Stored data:
★ ★ ★ ★ ★
PR #236, opened 2018-11-08
refactor(api): reduce the number of different error kinds we return

### LINKED ISSUE #210: Tidy up the AppError
Having played with `failure` a bit over in syncstorage-rs, there's a few little changes I want to make to our `AppError` abstraction:

* Implement `Serialize` instead of exposing a `json` method, and update usage thereof.

* Don't violate the law of Demeter by returning the internal `AppErrorKind`, implement getters for access to specific properties instead.

* Remove some of the `AppErrorKind` variants that don't directly correlate with error states in our codebase (I mean generic ones like `BadRequest`, where we have specific validation errors to use instead, but not e.g. `InternalServerError` which still has uses).

* Have a cleaner hierarchy, with just a few kinds under the top-level `AppError` and then further sub-kinds under those where necessary (i.e. similar to what syncstorage-rs does in [src/error.rs](https://github.com/mozilla-services/syncstorage-rs/blob/master/src/error.rs), [src/web/error.rs](https://github.com/mozilla-services/syncstorage-rs/blob/master/src/web/error.rs) and [src/db/error.rs](https://github.com/mozilla-services/syncstorage-rs/blob/master/src/db/error.rs)).

philbooth:
Fixes #210.

The error-handling in this repo grew pretty organically without us giving much thought to an over-arching strategy. The net result of that was a proliferation of different error types that weren't really adding much value.

The API here is simple and the 4xx responses are really limited to bad requests and bounce/complaint limit violations. Everything else is an internal server error. As such, the `error` module could be simplified by employing a blanket `Internal` error type to cover the multitude of niche errors that should never occur during normal conditions. The detail for those errors is still available in the `message` property and Sentry will still log the backtrace of course.

I also noticed that the Rocket catcher stuff wasn't really being used, so pulled that out too. We have a standard JSON error format like the rest of the FxA ecosystem, and we always want the response payload to be the serialisation of that structure.

One side-effect of all these changes is that the errno value has changed in most cases. However, I took care to preserve the errno for the bounce and complaint violations, because it's hard-coded in the auth server. It wouldn't have been that onerous to open a PR for commensurate changes over there, but the number of errors left here worked out in such a way that made sense not to bother.

It's a bit of a messy review, sorry. Lots of small, disparate changes with nothing meaty to sink your teeth into. The ultimate objective for it all was the slimmed-down `src/types/error/mod.rs`, which I'm happy with.

@mozilla/fxa-devs r?


src/api/send/test.rs
```diff
@@ -217,7 +208,8 @@ fn missing_to_field() {
     assert_eq!(response.status(), Status::BadRequest);
 
     let body = response.body().unwrap().into_string().unwrap();
-    let error: AppError = AppErrorKind::MissingEmailParams(String::from("")).into();
+    let error: AppError =
+        AppErrorKind::InvalidPayload(String::from("missing field `to` at line 7 column 5")).into();
```
philbooth: Oh, small bit of collateral improvement here: previously we didn't have rich validation detail in these 400 errors, now we do. Winning!

src/api/send/test.rs
```diff
@@ -231,7 +223,7 @@ fn missing_subject_field() {
         .header(ContentType::JSON)
         .body(
             r#"{
-      "to": [ "foo@example.com" ],
+      "to": "foo@example.com",
```
philbooth: And here, because we didn't have the error detail mentioned above, we hadn't actually noticed that a bunch of these tests were set-up wrong, and were failing for the wrong reason.

src/db/auth_db/mod.rs
```diff
@@ -124,15 +140,3 @@ impl DbUrls {
...
     }
 }
-
-impl From<UrlError> for AppError {
-    fn from(error: UrlError) -> AppError {
-        AppErrorKind::AuthDbError(format!("{}", error)).into()
-    }
-}
-
-impl From<RequestError> for AppError {
```
philbooth: I also discovered that a couple of these blanket conversions were causing the wrong error response. Here, any `reqwest::Error` would end up as an `AuthDbError`, then somewhere else there was a similar case of it (I forget where now).

src/db/delivery_problems/test.rs
```diff
@@ -113,15 +113,15 @@ fn check_soft_bounce() {
     assert_eq!(error.code(), 429);
     assert_eq!(error.errno().unwrap(), 107);
     assert_eq!(error.error(), "Too Many Requests");
-    assert_eq!(error.to_string(), "Email account soft bounced");
+    assert_eq!(error.to_string(), "Soft-bounce limit violated");
```
philbooth: I tweaked these error messages to make it clearer that the error is not saying an email necessarily bounced just now, but that the configured limits have been violated (so the bounce itself may have been some time ago).

src/types/error/mod.rs
```diff
@@ -139,199 +134,86 @@ impl<'r> Responder<'r> for AppError {
...
-            | AppErrorKind::InternalServerError => None,
+            AppErrorKind::Internal(_) => Some(100),
+            AppErrorKind::NotImplemented(_) => Some(101),
+            AppErrorKind::InvalidPayload(_) => Some(102),
+            AppErrorKind::InvalidNotification(_) => Some(103),
+            AppErrorKind::QueueError(_) => Some(104),
+            AppErrorKind::InvalidDuration(_) => Some(105),
+            AppErrorKind::Complaint { .. } => Some(106),
+            AppErrorKind::SoftBounce { .. } => Some(107),
+            AppErrorKind::HardBounce { .. } => Some(108),
```
philbooth: These last three are the ones that have been preserved to match their old values, in case you want to review that.

src/types/error/test.rs
```diff
@@ -2,58 +2,133 @@
...
 use super::*;
+use db::delivery_problems::{ProblemSubtype, ProblemType};
 
 #[test]
-fn bad_request() {
-    let error: AppError = AppErrorKind::BadRequest.into();
-    assert_eq!(error.code(), 400);
-    assert_eq!(error.error(), "Bad Request");
-    assert!(error.errno().is_none());
+fn internal() {
```
philbooth: Oh, one more small collateral improvement. Previously we didn't have test coverage in her for all our error types. Now we do.

src/types/error/mod.rs
```diff
@@ -344,66 +235,30 @@ impl AppErrorKind {
...
-
-#[catch(422)]
-pub fn unprocessable_entity() -> AppResult<()> {
-    Err(AppErrorKind::UnprocessableEntity)?
-}
-
-#[catch(429)]
-pub fn too_many_requests() -> AppResult<()> {
-    Err(AppErrorKind::TooManyRequests)?
+macro_rules! to_internal_error {
```
brizental: Nice!

PR #240, opened 2018-11-15
fix(ses): ensure html part gets charset=utf-8 content type

### LINKED ISSUE #239: Two differences in SMTP/MIME sent via email-service vs. auth-server, and encoding issue in Thunderbird
Not saying there's necessarily a bug here, but I inspected the email sent via email-service vs. one sent by auth-server and note these differences.

1. Via auth server has these two headers that email-service does not:
```
Content-Language: en
Sender: Firefox Accounts <accounts@firefox.com>
```

2. Via auth server, the HTML part is sent as:

```
Content-Type: text/html; charset=utf-8
Content-Transfer-Encoding: quoted-printable
```

while with the email service it is:

```
Content-Transfer-Encoding: base64
Content-Type: text/html
```

philbooth:
Fixes #239.

The missing `charset` in the `Content-Type` header caused train 124 to fail. I could have patched it in 124 but it feels like we're close enough to train 125 to patch it there instead now (and I don't even know if there's ops bandwidth to test it out in 124 again anyway).

I've also added the `Sender` header, although I don't *think* its absence was causing problems. The spec seems pretty clear that it falls back to the value of `From` by default, but email servers are a capricious species so better to be explicit.

The `Content-Language` header can only be patched in the auth server (patch incoming). The `Content-Transfer-Encoding` header is by design.

@mozilla/fxa-devs r?

### DIFF
--- a/.travis.yml
+++ b/.travis.yml
@@ -2,9 +2,6 @@ language: rust
 services:
   - redis-server
 cache: cargo
-branches:
-  only:
-    - master
 before_script:
   - rustup component add rustfmt-preview
 script:
--- a/src/providers/mod.rs
+++ b/src/providers/mod.rs
@@ -6,7 +6,7 @@
 
 use std::{boxed::Box, collections::HashMap, convert::TryFrom};
 
-use emailmessage::{header::ContentType, Message, MessageBuilder, MultiPart, SinglePart};
+use emailmessage::{header::ContentType, Mailbox, Message, MessageBuilder, MultiPart, SinglePart};
 
 use self::{
     mock::MockProvider as Mock, sendgrid::SendgridProvider as Sendgrid, ses::SesProvider as Ses,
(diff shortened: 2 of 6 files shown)


philbooth:
> The `Content-Language` header can only be patched in the auth server (patch incoming).

Correction, it is this repo. I'll push another fix to this branch presently.

jrgm:
> I could have patched it in 124 but it feels like we're close enough to train 125 to patch it there instead now (and I don't even know if there's ops bandwidth to test it out in 124 again anyway).

I can put another train-124 stack train with this version of email-service tomorrow, but after I hear back  from SV about their plans for stage (since I'd have to temporarily move stage back to 124).

> but email servers are a capricious species so better to be explicit.

Indeed. Clients too.

philbooth:
> I can put another train-124 stack train with this version of email-service tomorrow, but after I hear back from SV about their plans for stage (since I'd have to temporarily move stage back to 124).

Hmm, meh. The main value to me for testing train 124 was to see if that panic was fixed before we got to train 125, which is the one that contains the important goodness for the OKR. Seems like we're fine on that front, so I'm cool with wrapping this in to train 125 (the test coverage is much better for these changes).

jrgm:
I wouldn't mind picking this change up tomorrow to move this forward and just get some live time in prod.

philbooth:
> I wouldn't mind picking this change up tomorrow to move this forward and just get some live time in prod.

Understood, I'll tag a 124 patch as well.

PR #246, opened 2018-11-20
chore(package): create an automated release script

### LINKED ISSUE #214: Automate the release process

philbooth:
Fixes #214.

Adds a shell script that automates most of the work involved in tagging releases. The only thing it doesn't do is `git push`, because a manual check that everything worked before publishing the tag is obviously a good thing.

The script has one slight advantage over what we're using elsewhere, in that the order of entries in the changelog will always be sane, even when we're tagging patch releases for older trains. That's because the step for updating the changelog inserts the summary immediately before the preceding tag, rather than always putting it at the top of the file regardless of where we are in the tree.

There are three other, small differences in the changelog:

* I removed the leading `v` from the version in the section headings (it's still present in the tag itself), to match the style in our other changelogs.

* The date will not be inserted for future releases, because I wasn't sure of a reliable, portable way to format the date across all Linux/Unix flavours. I figure it's not a big deal because the date and time show up in `git log` and on GitHub anyway.

* I removed the empty anchor tags because we don't need them/they don't even show up on GitHub (presumably they're there for the benefit of some other platform). I dislike them because they're kind of ugly for anyone viewing the file as text.

These are all of the steps that the script performs, in order:

1. Identify the last tag that precedes `HEAD`, assign it to `LAST_TAG`.

2. Get the list of intervening one-line commit messages from `git log $LAST_TAG..HEAD`.

3. Parse each commit message in turn, building up summary sections for the commit log. This includes an `Other changes` section for any commits that don't match one of the recrognised formats.

4. Split `$LAST_TAG` and bump the appropriate part, then assemble the bumped tag as `NEW_TAG`.

5. Update `Cargo.toml` and `Cargo.lock` with `$NEW_TAG`.

6. Insert the summary for `$NEW_TAG` into the changelog, immediately before the summary for `$OLD_TAG`.

7. Commit the changes.

8. Tag the release.

Lastly, I wonder if some of you might be unhappy that we've written this ourselves rather than using a 3rd-party tool. I get where you're coming from, but fwiw this script is almost a verbatim copy ([ref](https://gitlab.com/philbooth/please-release-me/blob/master/release.sh)) of something I've been using in all my side-projects for the last couple of years. So it's reasonably battle-hardened at this point, although I'm sure there are still lots of exciting bugs for us to discover when we run it on different machines to mine. :grin:

@mozilla/fxa-devs r?


RELEASE.md
```diff
@@ -1,28 +1,8 @@
 ## Creating Releases
 
-### Get dependencies if missing
+1. Run `scripts/release.sh` if you're doing a major train bump,
```
vladikoff: Thanks for updating this!

scripts/release.sh
```diff
@@ -0,0 +1,141 @@
...
+    ;;
+  *)
+    echo "Release aborted: Invalid argument \"$1\"."
+    exit 1
+    ;;
+esac
+
+while read -r COMMIT; do
+  HASH=`echo "$COMMIT" | cut -d ' ' -f 1`
+  MESSAGE=`echo "$COMMIT" | cut -d ':' -f 2- | awk '{$1=$1};1'`
```
vladikoff: does everyone have `awk`?

scripts/release.sh
```diff
@@ -0,0 +1,141 @@
...
+      REFACTOR_SUMMARY="$REFACTOR_SUMMARY\n* $AREA$MESSAGE ($HASH)"
+      ;;
+    "revert")
+      if [ "$REFACTOR_SUMMARY" = "" ]; then
+        REVERT_SUMMARY="### Reverted changes\n"
+      fi
+      REVERT_SUMMARY="$REVERT_SUMMARY\n* $AREA$MESSAGE ($HASH)"
+      ;;
+    *)
+      if [ "$OTHER_SUMMARY" = "" ]; then
```
vbudhram: We are probably inconsistent with it but other repos have a `chore` section. Not sure if worthwhile to have it in its own for put in other section.

philbooth: I figured `chore` makes sense to go under "Other changes", they'll mostly be `chore` items but occasionally other stuff might pop up in there too.

scripts/release.sh
rfk: I can confirm I have `awk` 😁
★ ★ ★ ★ ★
Directions for this task: Could you retype exactly the lines from the first one of the records through the line containing "Having played with", both included, and nothing more?

Exercise result:
PR #236, opened 2018-11-08
refactor(api): reduce the number of different error kinds we return

### LINKED ISSUE #210: Tidy up the AppError
Having played with `failure` a bit over in syncstorage-rs, there's a few little changes I want to make to our `AppError` abstraction:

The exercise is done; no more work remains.